(Exercise data begins)

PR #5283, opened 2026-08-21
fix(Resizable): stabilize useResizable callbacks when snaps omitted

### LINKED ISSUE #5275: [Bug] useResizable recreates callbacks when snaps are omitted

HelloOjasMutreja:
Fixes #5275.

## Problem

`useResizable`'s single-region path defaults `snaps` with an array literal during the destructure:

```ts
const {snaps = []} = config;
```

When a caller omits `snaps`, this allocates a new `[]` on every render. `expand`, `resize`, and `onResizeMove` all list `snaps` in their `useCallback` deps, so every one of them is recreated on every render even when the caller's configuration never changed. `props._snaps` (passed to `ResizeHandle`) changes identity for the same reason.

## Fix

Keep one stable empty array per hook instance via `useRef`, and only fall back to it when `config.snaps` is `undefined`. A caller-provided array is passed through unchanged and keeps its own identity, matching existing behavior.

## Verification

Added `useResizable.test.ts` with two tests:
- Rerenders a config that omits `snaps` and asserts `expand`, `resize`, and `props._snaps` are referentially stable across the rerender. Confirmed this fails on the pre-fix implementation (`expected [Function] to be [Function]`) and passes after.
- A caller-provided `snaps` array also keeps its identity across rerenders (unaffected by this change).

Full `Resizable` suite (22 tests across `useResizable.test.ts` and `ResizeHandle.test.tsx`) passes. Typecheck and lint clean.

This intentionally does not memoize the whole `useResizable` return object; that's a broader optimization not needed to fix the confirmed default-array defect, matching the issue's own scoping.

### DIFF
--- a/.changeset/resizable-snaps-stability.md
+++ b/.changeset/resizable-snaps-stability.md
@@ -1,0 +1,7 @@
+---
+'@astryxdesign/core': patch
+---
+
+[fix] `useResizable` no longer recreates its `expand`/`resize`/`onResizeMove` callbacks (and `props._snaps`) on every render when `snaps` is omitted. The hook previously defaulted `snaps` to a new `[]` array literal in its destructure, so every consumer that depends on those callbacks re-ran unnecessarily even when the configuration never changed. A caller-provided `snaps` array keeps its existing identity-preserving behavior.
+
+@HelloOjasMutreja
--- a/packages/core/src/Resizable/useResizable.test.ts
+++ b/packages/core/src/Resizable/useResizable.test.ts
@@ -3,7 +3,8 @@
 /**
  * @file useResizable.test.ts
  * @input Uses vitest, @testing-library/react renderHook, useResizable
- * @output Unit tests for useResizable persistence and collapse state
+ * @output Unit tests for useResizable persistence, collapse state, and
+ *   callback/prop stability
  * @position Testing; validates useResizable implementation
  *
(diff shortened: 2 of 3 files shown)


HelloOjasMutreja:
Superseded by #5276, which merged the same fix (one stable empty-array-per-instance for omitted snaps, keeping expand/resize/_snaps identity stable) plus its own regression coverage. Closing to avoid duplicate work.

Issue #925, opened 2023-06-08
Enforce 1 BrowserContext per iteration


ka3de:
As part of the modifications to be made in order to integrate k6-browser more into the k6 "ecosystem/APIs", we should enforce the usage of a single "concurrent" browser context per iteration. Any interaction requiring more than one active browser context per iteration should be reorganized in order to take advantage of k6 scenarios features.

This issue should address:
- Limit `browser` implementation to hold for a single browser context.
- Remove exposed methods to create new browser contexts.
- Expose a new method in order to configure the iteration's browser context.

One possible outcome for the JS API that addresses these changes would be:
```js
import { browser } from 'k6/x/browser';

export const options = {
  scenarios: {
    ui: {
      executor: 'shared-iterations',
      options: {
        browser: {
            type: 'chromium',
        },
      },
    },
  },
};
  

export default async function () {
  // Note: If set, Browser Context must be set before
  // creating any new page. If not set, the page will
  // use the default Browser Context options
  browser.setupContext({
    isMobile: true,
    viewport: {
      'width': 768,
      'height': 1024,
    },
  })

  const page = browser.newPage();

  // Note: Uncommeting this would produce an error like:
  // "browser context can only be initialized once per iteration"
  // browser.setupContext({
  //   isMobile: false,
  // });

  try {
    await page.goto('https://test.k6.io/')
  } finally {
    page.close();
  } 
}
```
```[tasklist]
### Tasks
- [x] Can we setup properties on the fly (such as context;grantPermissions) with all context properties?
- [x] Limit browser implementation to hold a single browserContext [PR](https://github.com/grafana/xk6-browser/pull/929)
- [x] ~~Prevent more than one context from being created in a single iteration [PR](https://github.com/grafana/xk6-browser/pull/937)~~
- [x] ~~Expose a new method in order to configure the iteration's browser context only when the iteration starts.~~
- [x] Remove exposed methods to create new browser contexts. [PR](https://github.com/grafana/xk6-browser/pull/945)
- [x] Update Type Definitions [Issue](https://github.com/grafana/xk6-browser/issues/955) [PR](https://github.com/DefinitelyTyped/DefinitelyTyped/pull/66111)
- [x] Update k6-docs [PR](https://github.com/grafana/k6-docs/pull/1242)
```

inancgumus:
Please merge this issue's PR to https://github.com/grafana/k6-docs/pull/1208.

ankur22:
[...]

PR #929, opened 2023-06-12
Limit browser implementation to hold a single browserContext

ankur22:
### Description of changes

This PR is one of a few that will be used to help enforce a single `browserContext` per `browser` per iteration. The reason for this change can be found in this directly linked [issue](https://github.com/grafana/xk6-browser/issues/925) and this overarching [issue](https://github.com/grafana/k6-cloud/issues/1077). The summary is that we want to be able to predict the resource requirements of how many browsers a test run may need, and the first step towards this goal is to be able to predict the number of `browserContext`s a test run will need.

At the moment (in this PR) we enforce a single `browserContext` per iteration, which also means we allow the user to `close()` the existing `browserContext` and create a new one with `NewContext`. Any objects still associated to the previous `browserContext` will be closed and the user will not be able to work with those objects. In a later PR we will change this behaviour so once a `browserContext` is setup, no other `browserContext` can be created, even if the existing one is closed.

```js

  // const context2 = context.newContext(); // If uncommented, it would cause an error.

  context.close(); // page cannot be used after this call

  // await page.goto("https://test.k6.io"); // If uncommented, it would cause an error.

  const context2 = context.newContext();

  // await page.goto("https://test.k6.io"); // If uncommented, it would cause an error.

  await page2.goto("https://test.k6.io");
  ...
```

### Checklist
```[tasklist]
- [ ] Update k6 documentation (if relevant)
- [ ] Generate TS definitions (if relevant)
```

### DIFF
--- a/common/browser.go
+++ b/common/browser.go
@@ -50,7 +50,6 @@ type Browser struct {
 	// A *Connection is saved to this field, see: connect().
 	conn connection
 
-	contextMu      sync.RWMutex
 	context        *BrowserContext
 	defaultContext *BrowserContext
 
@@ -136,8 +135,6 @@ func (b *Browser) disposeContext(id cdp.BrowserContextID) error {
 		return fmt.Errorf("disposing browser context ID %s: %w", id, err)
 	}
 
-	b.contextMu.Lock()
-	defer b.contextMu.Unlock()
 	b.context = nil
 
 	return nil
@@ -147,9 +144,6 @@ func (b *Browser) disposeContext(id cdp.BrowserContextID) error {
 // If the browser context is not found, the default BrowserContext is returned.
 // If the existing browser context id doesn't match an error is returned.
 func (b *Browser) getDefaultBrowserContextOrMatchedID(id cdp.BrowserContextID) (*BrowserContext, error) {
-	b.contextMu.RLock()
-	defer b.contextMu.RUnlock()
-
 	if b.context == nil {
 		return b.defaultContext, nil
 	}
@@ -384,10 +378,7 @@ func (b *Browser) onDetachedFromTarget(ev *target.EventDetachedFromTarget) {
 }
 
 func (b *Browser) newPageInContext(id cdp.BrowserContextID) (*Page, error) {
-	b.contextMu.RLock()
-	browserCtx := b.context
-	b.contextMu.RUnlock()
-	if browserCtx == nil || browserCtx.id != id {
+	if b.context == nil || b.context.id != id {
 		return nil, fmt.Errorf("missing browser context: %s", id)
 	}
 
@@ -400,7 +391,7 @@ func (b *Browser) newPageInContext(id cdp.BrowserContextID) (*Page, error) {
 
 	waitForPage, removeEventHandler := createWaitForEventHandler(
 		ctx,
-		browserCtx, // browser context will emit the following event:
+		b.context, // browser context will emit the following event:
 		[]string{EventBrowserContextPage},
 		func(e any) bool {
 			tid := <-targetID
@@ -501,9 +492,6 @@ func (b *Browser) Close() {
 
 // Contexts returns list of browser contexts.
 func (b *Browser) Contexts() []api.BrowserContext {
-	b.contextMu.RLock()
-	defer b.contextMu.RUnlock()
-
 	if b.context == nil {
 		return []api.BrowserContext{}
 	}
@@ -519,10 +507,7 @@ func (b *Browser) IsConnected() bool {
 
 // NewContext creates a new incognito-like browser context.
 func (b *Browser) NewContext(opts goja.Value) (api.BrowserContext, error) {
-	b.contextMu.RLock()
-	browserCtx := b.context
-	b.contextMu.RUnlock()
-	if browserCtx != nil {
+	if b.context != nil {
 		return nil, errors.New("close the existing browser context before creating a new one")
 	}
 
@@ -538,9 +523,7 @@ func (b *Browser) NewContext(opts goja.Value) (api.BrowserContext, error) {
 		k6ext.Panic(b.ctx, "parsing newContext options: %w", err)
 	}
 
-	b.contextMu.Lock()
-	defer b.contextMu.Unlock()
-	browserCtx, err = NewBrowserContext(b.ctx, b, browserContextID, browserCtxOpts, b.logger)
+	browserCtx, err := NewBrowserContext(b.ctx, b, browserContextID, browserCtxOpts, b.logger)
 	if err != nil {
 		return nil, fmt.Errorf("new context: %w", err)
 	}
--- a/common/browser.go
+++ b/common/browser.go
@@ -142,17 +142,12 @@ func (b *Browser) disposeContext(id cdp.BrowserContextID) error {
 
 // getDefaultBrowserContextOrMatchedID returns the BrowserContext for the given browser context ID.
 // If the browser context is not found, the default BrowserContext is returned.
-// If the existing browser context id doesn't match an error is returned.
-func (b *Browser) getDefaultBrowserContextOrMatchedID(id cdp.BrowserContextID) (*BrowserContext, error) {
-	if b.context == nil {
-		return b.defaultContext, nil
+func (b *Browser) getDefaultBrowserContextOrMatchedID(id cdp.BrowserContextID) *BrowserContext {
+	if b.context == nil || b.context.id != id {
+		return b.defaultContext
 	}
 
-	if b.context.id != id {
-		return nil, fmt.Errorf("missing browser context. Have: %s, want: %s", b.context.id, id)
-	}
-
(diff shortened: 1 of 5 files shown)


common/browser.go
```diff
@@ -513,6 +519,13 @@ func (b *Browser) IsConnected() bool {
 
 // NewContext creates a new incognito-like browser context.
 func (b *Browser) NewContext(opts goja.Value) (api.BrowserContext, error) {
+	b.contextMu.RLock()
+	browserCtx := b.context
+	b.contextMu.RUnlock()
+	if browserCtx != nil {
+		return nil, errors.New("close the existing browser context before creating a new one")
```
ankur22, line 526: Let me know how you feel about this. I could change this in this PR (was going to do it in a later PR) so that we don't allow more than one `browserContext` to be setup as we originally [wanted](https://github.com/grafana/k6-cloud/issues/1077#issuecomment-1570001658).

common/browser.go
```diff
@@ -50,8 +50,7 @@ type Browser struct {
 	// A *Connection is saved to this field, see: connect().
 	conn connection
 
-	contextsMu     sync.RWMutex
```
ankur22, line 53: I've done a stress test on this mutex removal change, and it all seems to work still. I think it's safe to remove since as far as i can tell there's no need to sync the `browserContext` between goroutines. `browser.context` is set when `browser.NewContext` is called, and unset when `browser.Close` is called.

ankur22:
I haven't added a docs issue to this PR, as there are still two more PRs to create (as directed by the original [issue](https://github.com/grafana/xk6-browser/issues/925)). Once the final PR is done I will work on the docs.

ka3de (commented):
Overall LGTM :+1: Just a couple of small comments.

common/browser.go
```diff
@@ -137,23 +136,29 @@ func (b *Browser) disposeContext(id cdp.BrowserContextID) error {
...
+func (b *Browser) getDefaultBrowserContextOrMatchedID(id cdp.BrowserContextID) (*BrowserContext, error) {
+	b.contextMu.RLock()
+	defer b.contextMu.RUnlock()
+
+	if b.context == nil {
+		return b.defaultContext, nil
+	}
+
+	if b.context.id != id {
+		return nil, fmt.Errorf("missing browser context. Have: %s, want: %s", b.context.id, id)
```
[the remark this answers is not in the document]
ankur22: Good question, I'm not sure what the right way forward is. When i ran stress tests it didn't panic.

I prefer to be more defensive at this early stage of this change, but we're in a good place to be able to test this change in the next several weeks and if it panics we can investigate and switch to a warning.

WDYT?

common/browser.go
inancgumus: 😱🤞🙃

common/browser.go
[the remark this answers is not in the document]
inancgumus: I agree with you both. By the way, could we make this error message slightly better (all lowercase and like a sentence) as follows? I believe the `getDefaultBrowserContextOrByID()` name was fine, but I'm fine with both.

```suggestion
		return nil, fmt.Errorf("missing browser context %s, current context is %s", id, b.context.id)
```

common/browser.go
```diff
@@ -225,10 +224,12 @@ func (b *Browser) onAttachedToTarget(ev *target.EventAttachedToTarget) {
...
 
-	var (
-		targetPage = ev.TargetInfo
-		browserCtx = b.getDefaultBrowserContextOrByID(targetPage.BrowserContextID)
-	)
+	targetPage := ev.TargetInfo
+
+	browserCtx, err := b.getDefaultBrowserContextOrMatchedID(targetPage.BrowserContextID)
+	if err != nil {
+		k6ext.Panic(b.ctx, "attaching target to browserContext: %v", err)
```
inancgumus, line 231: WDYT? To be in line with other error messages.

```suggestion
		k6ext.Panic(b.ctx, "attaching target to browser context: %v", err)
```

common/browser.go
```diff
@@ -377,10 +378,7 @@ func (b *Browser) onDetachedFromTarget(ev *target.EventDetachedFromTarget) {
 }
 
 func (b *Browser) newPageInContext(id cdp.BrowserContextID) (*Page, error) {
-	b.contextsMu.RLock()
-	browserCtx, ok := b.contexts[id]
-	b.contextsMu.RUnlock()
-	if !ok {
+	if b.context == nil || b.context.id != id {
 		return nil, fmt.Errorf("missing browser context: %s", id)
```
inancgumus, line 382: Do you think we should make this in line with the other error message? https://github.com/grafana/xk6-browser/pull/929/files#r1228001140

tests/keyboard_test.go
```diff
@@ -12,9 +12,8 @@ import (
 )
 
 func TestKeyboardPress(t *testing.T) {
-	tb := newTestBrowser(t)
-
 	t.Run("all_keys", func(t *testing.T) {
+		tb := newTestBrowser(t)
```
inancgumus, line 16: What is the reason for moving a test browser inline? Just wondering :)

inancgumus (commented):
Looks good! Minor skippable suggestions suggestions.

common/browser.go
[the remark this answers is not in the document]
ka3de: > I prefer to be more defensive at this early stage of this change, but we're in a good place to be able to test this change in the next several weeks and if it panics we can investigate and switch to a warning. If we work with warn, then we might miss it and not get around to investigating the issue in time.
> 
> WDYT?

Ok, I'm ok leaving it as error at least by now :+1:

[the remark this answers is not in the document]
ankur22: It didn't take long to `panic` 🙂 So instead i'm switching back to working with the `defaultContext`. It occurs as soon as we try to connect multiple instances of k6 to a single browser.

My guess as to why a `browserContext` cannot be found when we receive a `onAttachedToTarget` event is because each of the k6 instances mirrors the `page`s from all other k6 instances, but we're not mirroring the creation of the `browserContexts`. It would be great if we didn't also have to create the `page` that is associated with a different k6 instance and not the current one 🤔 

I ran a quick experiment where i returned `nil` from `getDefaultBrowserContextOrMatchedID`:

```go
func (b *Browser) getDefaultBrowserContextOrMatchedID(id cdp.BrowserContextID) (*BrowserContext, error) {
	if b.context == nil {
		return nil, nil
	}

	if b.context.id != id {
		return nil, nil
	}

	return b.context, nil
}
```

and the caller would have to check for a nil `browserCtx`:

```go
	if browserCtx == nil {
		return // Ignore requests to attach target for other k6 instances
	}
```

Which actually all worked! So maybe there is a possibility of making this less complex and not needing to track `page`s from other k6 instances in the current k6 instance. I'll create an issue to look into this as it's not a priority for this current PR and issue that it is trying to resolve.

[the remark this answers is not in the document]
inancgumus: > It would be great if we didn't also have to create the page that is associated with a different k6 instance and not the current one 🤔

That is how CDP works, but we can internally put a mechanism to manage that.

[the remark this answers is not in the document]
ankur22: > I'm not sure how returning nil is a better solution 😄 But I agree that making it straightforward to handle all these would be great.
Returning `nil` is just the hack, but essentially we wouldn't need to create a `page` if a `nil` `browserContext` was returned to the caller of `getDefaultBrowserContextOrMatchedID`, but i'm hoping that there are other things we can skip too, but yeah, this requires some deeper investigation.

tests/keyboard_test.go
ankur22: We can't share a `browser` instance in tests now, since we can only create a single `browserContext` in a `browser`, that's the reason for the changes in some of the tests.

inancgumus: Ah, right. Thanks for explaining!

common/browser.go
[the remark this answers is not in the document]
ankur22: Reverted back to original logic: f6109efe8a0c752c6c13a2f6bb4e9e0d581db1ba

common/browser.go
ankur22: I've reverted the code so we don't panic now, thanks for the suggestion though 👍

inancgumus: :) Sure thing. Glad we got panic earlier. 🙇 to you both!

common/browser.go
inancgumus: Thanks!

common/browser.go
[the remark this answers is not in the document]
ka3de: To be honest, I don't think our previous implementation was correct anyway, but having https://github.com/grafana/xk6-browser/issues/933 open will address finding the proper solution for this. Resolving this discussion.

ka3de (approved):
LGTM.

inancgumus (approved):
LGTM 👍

(Exercise data ends)

**Task objective**
Your answer should be one number: how many lines above include the word "associated".

**Result for this task**
3